Em todas as vezes que se manifestou, por escrito ou através de algum depoimento, Sergio Moro fez questão de ressaltar que os diálogos entre ele e o procurador Deltan Dallagnol, divulgados pelo The Intercept, não trazem novidades, tampouco configuram que um ou outro infringiram a Lei.
“Não tem nenhuma orientação naquelas mensagens”, afirmou tão logo as primeiras reportagens foram divulgadas. “O que há ali é uma invasão criminosa de celulares de procuradores”.
Eis o foco central e que deve nortear o depoimento do ministro da Justiça na Comissão de Constituição e Justiça do Senado na próxima quarta-feira, dia 19. Numa espécie de autodenúncia, o ex-juiz já sinalizou que são dele as palavras trocadas com o procurador da Lava Jato.

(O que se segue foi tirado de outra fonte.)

Issue #1108, opened 2020-10-20
Adding general tests


schie:
## Description
Scope: Adding tests of the TS code
- [x] setup jest
- [x] add tests for internal functions
  - [x] asyncHookWrappers.ts
  - [x] supported-platform-info.ts
- [ ] add lib tests
  - _'ensure that exported `getX` calls expected Native Module function'_
  - [x]  getUserAgent
  - [x] getUserAgentSync
  - [ ] getSystemName
  - [ ] getReadableVersion
  - [ ] hasNotch
  - [ ] getTotalDiskCapacityOld
  - [ ] getTotalDiskCapacityOldSync
  - [ ] getFreeDiskStorageOld
  - [ ] getFreeDiskStorageOldSync
  - [ ] syncUniqueId
  - [ ] hasSystemFeature
  - [ ] hasSystemFeatureSync
  - [x] getPowerState
  - [x] getAvailableLocationProviders
  - [ ]  hasGms
  - [ ] hasGmsSync
  - [ ]  hasHms
  - [ ] hasHmsSync
  - Hooks
    - [ ]  useBatteryLevel
    - [ ] useBatteryLevelIsLow
    - [ ] useDeviceName
    - [ ] useFirstInstallTime
    - [ ] useHasSystemFeature
    - [ ] useIsEmulator
    - [ ] usePowerState
    - [ ] useManufacturer
    - [ ] useIsHeadphonesConnected
- [x] run tests through GitHub Action

## Use Case

Adding the above should help the review process.

**_note_**: after this is complete, I plan to work on Native Code tests, but I might need some guidance on that.

schie:
@mikehardy,

Any experience testing `NativeEventEmitter` ? 

I'm having trouble testing emitting events in jest, so I'm a little stuck.

 If you have time, I can push up what I have so far to take a look in a bit

mikehardy:
I'm sorry, I do not, I'm pretty much mocked to empty stubs for RNDI in my work project

schie:
Gah! I was hoping others might help. Writing tests are the worst!

I'll be working on this a bit more soon.

PR #1116, opened 2020-11-01
more tests and a memoization bug fix

### LINKED ISSUE #1117: falsy memoization bug
## Summary

|             |     |
| ----------- | --- |
| Version     | 6.2.1+   |
| Affected OS | YES   |
| OS Version  | ?   |

####  `getSupportedPlatformInfoSync`
https://github.com/react-native-device-info/react-native-device-info/blob/5003f1e36fa2625939029a65decaad65c7831c3c/src/internal/supported-platform-info.ts#L50

#### `getSupportedPlatformInfoAsync`
https://github.com/react-native-device-info/react-native-device-info/blob/5003f1e36fa2625939029a65decaad65c7831c3c/src/internal/supported-platform-info.ts#L71

This bug seems to have been there long before the introduction of `getSupportedPlatformInfoFunctions` , but it has now been consolidated to that function after the refactoring.

## Current behavior

Right now, the functions used by `getSupportedPlatformInfoFunctions` perform a falsy-check on `memo[memoKey]` instead of checking if it's undefined. Since falsy values like, `false`, `0`, `null`, and `''`, are _valid_, they should prevent subsequent getters from being called.

## Expected behavior

if a getter responds back with a falsy value (other than `undefined`) , it should prevent subsequent getters to be called in favor of the memoized value.

schie:
## Description

re #1108
resolves  #1117

adds tests for the following groups of getters
- non-memoized boolean
- non-memoized number
- memoized array
- memoized boolean
- memoized number

fixes internal mock
- moves `getApiLevel` to `numberFnNames` (jest.setup.ts)

fixes a memoization bug related to falsy values in `getSupportedPlatformInfoFunctions`

## Compatibility

| OS      | Implemented |
| ------- | :---------: |
| iOS     |    ✅     |
| Android |    ✅     |
| Windows |    ✅     |

## Checklist

<hr />

The `non-memoized string` are a bit more complicated ('tedious' is probably a better word), so I'll have that in a later PR, or hopefully, others can take on some. :)

### DIFF
--- a/__tests__/getters.test.ts
+++ b/__tests__/getters.test.ts
@@ -99,6 +99,13 @@ const memoizedNumberGetters = [
   'getTotalMemory',
   'getMaxMemory',
 ].map(makeTable);
+const nonMemoizedNumberGetters = [
+  'getUsedMemory',
+  'getFontScale',
+  'getFreeDiskStorage',
+  'getBatteryLevel',
+  'getTotalDiskCapacity',
+].map(makeTable);
 
 describe('number getters', () => {
   describe.each(memoizedNumberGetters)(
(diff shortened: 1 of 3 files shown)


mikehardy (approved):
The things you find when actually testing... :facepalm:

schie:
_'ha... yeah...'_ , he says in a self-deprecating melancholy tone

PR #86, opened 2023-02-14
code improvements

unixslayer:
- code cleanup
- extracting metadata cleanup methods into MessageHeaders
- EventSourcedRepository will wrap incoming events with Event object in case it was not done already
- MessageHeaders::$headers are always an array
- Event can have added or replaced metadata using `withAddedMetadata` and `withMetadata` keeping it immutable
- Event should not allow to set its ID from outside due it may cause multiple events having the same ID in some cases


packages/Ecotone/src/Messaging/MessageHeaders.php
```diff
@@ -167,6 +169,62 @@ public static function unsetAsyncKeys(array $metadata): array
         return $metadata;
     }
 
+    public static function unsetEnqueueMetadata(array $metadata): array
+    {
+        unset(
+            $metadata[self::DELIVERY_DELAY],
+            $metadata[self::TIME_TO_LIVE],
+            $metadata[self::CONTENT_TYPE],
+            $metadata[self::CONSUMER_ACK_HEADER_LOCATION],
```
dgafka, line 178: When you unset this first then line #184 will not be able to find it. 
We can move it after and tests should pass :)

unixslayer: You're right. I somehow missed that.

dgafka:
Looks good, thanks :)

PR #95, opened 2023-03-27
Fix Symfony bundle factory definition for SymfonyExpressionEvaluationAdapter service

eKsiK:
While linting symfony container I'm getting error: `"Invalid service "expressionEvaluationService": method "Ecotone\Messaging\Handler\SymfonyExpressionEvaluationAdapter::createWithExternalExpressionLanguage()" does not exist."`

In fact, this method is not existing. This PR fixes the issue above.


dgafka:
Thank you for contribution. Released with `1.77.1` :)

PR #100, opened 2023-04-16
Subscription based amqp consumer

dgafka:
In order to limit resources used during consumption of messages from RabbitMQ and to speed up consumption process, this PR introduces subscription based consumption.

This also open possibility for using [RabbitMQ Streams](https://www.rabbitmq.com/streams.html)


packages/Amqp/src/AmqpQueue.php
```diff
@@ -46,6 +48,16 @@ public static function createWith(string $queueName): self
         return new self($queueName);
     }
 
+    public static function createStreamQueue(string $queueName): self
```
dgafka, line 51: Used only for testing purposes, not meant to be used in production, API may change.

PR #103, opened 2023-04-21
fix EventSourcingSaga attribute

jlabedo:
It is not possible to register an EventSourcingSaga as stated in the doc


jlabedo:
Hey @dgafka , I would be happy to add a test with some indications from on how to do it (unit, behat, ...)
I also thought of hooking into `InterfaceToCall` with a method like `hasCompatibleClassAnnotation`. What do you think ?

dgafka:
Hey @jlabedo,

Thanks for the fix. 
Yes, please add the high level test to provide it works. By high level test I mean using `Ecotone Lite`, this is exactly the same way you can write test in your application :).
  
You may add it to `ModellingEcotoneLiteTest` and take a look on tests there for reference :) 
In `tests/Modelling/Fixture/*`, you may add specific example.

jlabedo:
Hello @dgafka , a test has been added, let me know

packages/Ecotone/tests/Modelling/Unit/ModellingEcotoneLiteTest.php
```diff
@@ -116,4 +119,19 @@ public function test_calling_asynchronous_command_handler_with_combined_message_
...
+            [OrderDispatch::class, OrderDispatchRepository::class],
+            [new OrderDispatchRepository()],
+            ServiceConfiguration::createWithDefaults()
+                ->withSkippedModulePackageNames(ModulePackageList::allPackages())
+        );
+
+        $ecotoneLite->getEventBus()->publish(new OrderWasCreated("1"));
+        $this->assertEquals(
+            "1", "1"
+        );
```
dgafka, line 135: If Saga would not trigger in that case, the test would still pass :P 

Can you add [QueryHandler](https://docs.ecotone.tech/modelling/query-handling/handling-queries#name-routing) on Saga to expose the status:
```php
#[QueryHandler('order_saga.getStatus')]
public function getStatus(): string
{
  return $this->status;
}
```
 and after calling `EventBus` confirm the status :
    
```php
$this->assertTrue(
      'new',
      $ecotoneLite
          ->publishEvent(new OrderWasCreated('1'))
          ->sendQueryWithRouting('order_saga.getStatus', metadata: ['aggregate.id' => '1'])  
  );
```

dgafka: To make use of the test API that I suggested we need to do [above comment first](https://github.com/ecotoneframework/ecotone-dev/pull/103#discussion_r1185722406)

dgafka:
Thank you @jlabedo, I've added two comments :)

packages/Ecotone/tests/Modelling/Unit/ModellingEcotoneLiteTest.php
jlabedo: 😵
Corrected thanks !

dgafka:
Thanks, merged :)

Issue #104, opened 2023-04-21
Event sourced projection event is not correctly handled in complex flows


jlabedo:
**Ecotone version(s) affected**: 1.79.0

**Description**  
In the context of 2 event sourced aggregates, both aggregates having projections on their stream,
Then, with a synchronous flow being command (Agg1_**id1**)=>Event(Agg2_id1)=>Command(Agg1_**id1**), the events from Agg2 handled in its projection are not handled in the **context** of a projection handler, but as a "common" event handler.
This breaks the projection, as the projection state is not updated and persisted, and the projection is not initialized.
There is no bug in the case of different ids on Agg1: (Agg1_**id1**)=>Event(Agg2_id1)=>Command(Agg1_**id2**) works as expected

**How to reproduce**  
See modified EventSourcing example in:
https://github.com/jlabedo/ecotone-dev/tree/failing-es-projection/quickstart-examples/EventSourcing
The example show that `SagaProjection` is not initialized when we create a product with Id=3

**Context**
The case is pretty awkward, and we found it in a badly designed use case. We fixed it by redesigning correctly our aggregates

dgafka:
Hey,

Can you provide PR with test case (you may copy paste your example into `package/PdoEventSourcing/tests/Fixture/*`) using `Ecotone Lite` with support for testing [Event Sourced Application](https://docs.ecotone.tech/testing-messaging-architecture/testing-event-sourcing-applications#testing-aggregates-with-event-store)?

jlabedo:
Hello @unixslayer, I got another use case that can be even more problematic : if the event sourced aggregate records 2 events and both events are listened by the same projection, the projection will fail in the same manner. Hope that helps, I may try to add a test for that

unixslayer:
@jlabedo currently both with @dgafka we are working on an issue around metadata propagation in https://github.com/ecotoneframework/ecotone-dev/pull/134. This may be related to or have an impact on your case which I'll get back to as soon as we finish with that one.

dgafka:
This is now fixed with [1.87.0](https://github.com/ecotoneframework/ecotone-dev/releases/tag/1.87.0).

unixslayer:
[...]

PR #112, opened 2023-05-04
Add failing test with synchronous event sourced saga

jlabedo:
Test to reproduce #104 

The test is failing because the SagaProjection is not initialized. In fact, the event handler is executed as a "normal" event handler and not in the context of a "projection" handler


dgafka:
Amazing :) 

How important is this for you? From what I understood in the issue, you changed the flow, so no hurry with this one?

dgafka:
Hey @unixslayer :) 
Will you find time to take a look on this?

unixslayer:
> Hey @unixslayer :) 
> Will you find time to take a look on this?

Sure. I'll find some time after this weekend.

dgafka:
Great thanks @unixslayer :)

unixslayer:
Model fails in two different circumstances and setups.

In Behat test, initialization of SagaProjection is not triggered even it is configured and registered correctly. Although, I've noticed that `BasketWasCreated` gets handled twice: first time after it is recorded and second time when Saga is done which leasd to resetting basket and removing product in read model.

I've also written unit test using `Ecotone Test Support` and it shows that basket projection is not handling `ProductWasAddedToBasket` after Saga finish. However, here `SagaProjection` is initialized properly. 

@jlabedo if you grant me access to your fork I can push additional commit with changes I've made.

packages/Ecotone/src/Modelling/Config/BusRoutingModule.php
```diff
@@ -290,22 +290,10 @@ public static function getEventBusByNamesMapping(AnnotationFinder $annotationReg
...
-                $type = TypeDescriptor::create($chanelName);
-                if ($type->isUnionType()) {
-                    foreach ($type->getUnionTypes() as $type) {
-                        $namedEventHandlers[$type->toString()][] = $chanelName;
-                        $namedEventHandlers[$type->toString()]   = array_unique($namedEventHandlers[$type->toString()]);
-                    }
-                } else {
-                    $namedEventHandlers[$chanelName][] = $chanelName;
-                    $namedEventHandlers[$chanelName]   = array_unique($namedEventHandlers[$chanelName]);
-                }
```
dgafka, line 308: This is small improved to avoid registering event handler by class name routing by name, if not defined explicitly.

dgafka:
@jlabedo @unixslayer  This is solved by #139 :)

PR #117, opened 2023-05-16
message ID should not be overwritten.

unixslayer:
this happens when Event is loaded from existing stream and sent to projection

### DIFF
--- a/packages/Ecotone/src/Modelling/Event.php
+++ b/packages/Ecotone/src/Modelling/Event.php
@@ -19,10 +19,8 @@ class Event
         $this->eventType = $eventType;
         $this->payload = $payload;
 
-        $metadata[MessageHeaders::MESSAGE_ID] = Uuid::uuid4()->toString();
-        if (! array_key_exists(MessageHeaders::TIMESTAMP, $metadata)) {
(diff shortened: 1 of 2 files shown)


packages/Ecotone/src/Modelling/Event.php
```diff
@@ -19,10 +19,8 @@ private function __construct(string $eventType, array|object $payload, array $me
         $this->eventType = $eventType;
         $this->payload = $payload;
 
-        $metadata[MessageHeaders::MESSAGE_ID] = Uuid::uuid4()->toString();
-        if (! array_key_exists(MessageHeaders::TIMESTAMP, $metadata)) {
-            $metadata[MessageHeaders::TIMESTAMP] = (int)round(microtime(true));
-        }
+        $metadata[MessageHeaders::MESSAGE_ID] = $metadata[MessageHeaders::MESSAGE_ID] ?? Uuid::uuid4()->toString();
+        $metadata[MessageHeaders::TIMESTAMP] = $metadata[MessageHeaders::TIMESTAMP] ?? (int)round(microtime(true));
```
dgafka, line 23: Can we have test for this? 
It can be only for this particular class, to check if message id is not overwritten :)

PR #118, opened 2023-05-17
when aggregate is being saved, events gets the same message ID as message transporting aggregate

unixslayer:


docker-compose.yml
```diff
@@ -1,6 +1,33 @@
 version: "3.8"
 
 services:
+  app8_2:
```
dgafka, line 4: Can you bump up `app` service to php 8.2 instead?

quickstart-examples/EmittingEventsFromProjection/composer.json
```diff
@@ -9,7 +9,11 @@
     ],
     "autoload": {
         "psr-4": {
-            "App\\": "src/"
+            "App\\": "src/",
+            "Ecotone\\": "../../packages/Ecotone/src",
+            "Ecotone\\EventSourcing\\": "../../packages/PdoEventSourcing/src",
+            "Ecotone\\JMSConverter\\": "../../packages/JmsConverter/src",
+            "Ecotone\\Lite\\": "../../packages/LiteApplication/src"
```
dgafka, line 16: Why this change? :thinking:

packages/Amqp/composer.json
```diff
@@ -40,7 +40,7 @@
     "require": {
         "ext-amqp": "*",
         "ecotone/enqueue": "^1.82",
-        "enqueue/amqp-ext": "^0.10.4",
+        "enqueue/amqp-ext": "^0.10.18",
```
dgafka, line 43: :+1:

quickstart-examples/EmittingEventsFromProjection/composer.json
unixslayer: so `quickstart-examples` will run the current version of ecotone packages instead of latest one which is not the same. my changes from yesterday introduced a bug which was caught after releasing new version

Nesta quinta, 13, para piorar as coisas, Marco Aurélio Mello aproveitou para dizer que não tem medo de ser hackeado porque não mantém diálogos com as partes fora do processo.
“Não tenho nada a esconder”, disse o ministro do STF. “E não mantenho diálogos fora do processo com as partes”.
Considerando, então, que Moro admitiu ter tido os diálogos com Deltan Dallagnol, é possível imaginar o que vai encontrar na CCJ Senado.
Renan Calheiros, ex-presidente da Casa e um dos senadores mais experientes, reputa as conversas como uma “conspiração de juízes e procuradores em nome de projeto de poder, com danos irreversíveis à democracia, economia e reputações”.
Ou seja, no entendimento de Renan, e podemos dizer que também de centenas deputados, e bem mais de duas dezenas de senadores, o ex-juiz agiu em benefício próprio, ao arrepio da Lei e isso trouxe danos irreversíveis à democracia, à economia e às pessoas.
No campo jurídico, vale a declaração do ministro Gilmar Mendes: “Juiz não pode ser chefe de força-tarefa, nem chefiar procurador”.
E ainda a opinião do professor de direito de Harvard, Matthew Stephenson, que já foi ciceroneado por aqui pelo procurador Deltan Dallagnol.
“O juiz Moro jamais deveria ter enviado mensagens de texto particulares para Dallagnol com sugestões de como sua equipe deveria proceder”, escreveu o professor no blog Global Anticorruption, referência entre pesquisadores do tema corrupção.
“E, francamente, Dallagnol – que, novamente, é alguém de quem gosto e respeito e penso ser uma pessoa decente e honrada – deveria ter gentilmente mas firmemente recuado quando recebeu essas mensagens, dizendo algo como: ‘Agradeço suas sugestões, mas acho que provavelmente não deveríamos ter conversas privadas sobre o caso'”.
Nesta semana, num cálculo político engendrado pelo setor de inteligência da Presidência da República, Bolsonaro levou Moro para ser aplaudido num jogo do Flamengo.
Ganhou um leve fôlego para sobreviver até o encontro com os congressistas na semana que vem.
Até lá, o que se espera é que uma nova farsa não seja perpetrada pelo governo e pelo ex-chefe da Lava Jato: a de negar a veracidade dos diálogos, com a alegação de podem ter sido forjados por um hacker.
No mais, o que se espera para quarta-feira que vem é um show de horrores. Acuado, desacostumado ao contraditório e sem uma boa estratégia de defesa, Moro vai então poder revelar sua verdadeira face.